=== Section Start ===

Issue #1654, opened 2015-11-05
Rely on distro-provided nginx


callahad:
## Resolution

- [ ] Pin the .deb requirements to `nginx (>= 1.4.6)`
- [ ] Remove the calls to `apt-add-repository` that set up the nginx PPA
- [ ] Ensure all included features still work
- [ ] Update the docs

As a bonus, once we stop using `apt-add-repository`, we can also

- [ ] drop `software-properties-common` and `python-software-properties` from package dependencies

## Rationale

(See discussion below for more flavor)

- The version in the LTS repo works fully for dokku's core needs.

=== Section End ===

### [TASK STATEMENT]
Each line, from the one that holds "- [ ] Remove" through the last line of the entries, must be repeated exactly. Leave out everything else.

### [RESPONSE TO THIS TASK]
- [ ] Remove the calls to `apt-add-repository` that set up the nginx PPA
- [ ] Ensure all included features still work
- [ ] Update the docs

As a bonus, once we stop using `apt-add-repository`, we can also

- [ ] drop `software-properties-common` and `python-software-properties` from package dependencies

## Rationale

(See discussion below for more flavor)

- The version in the LTS repo works fully for dokku's core needs.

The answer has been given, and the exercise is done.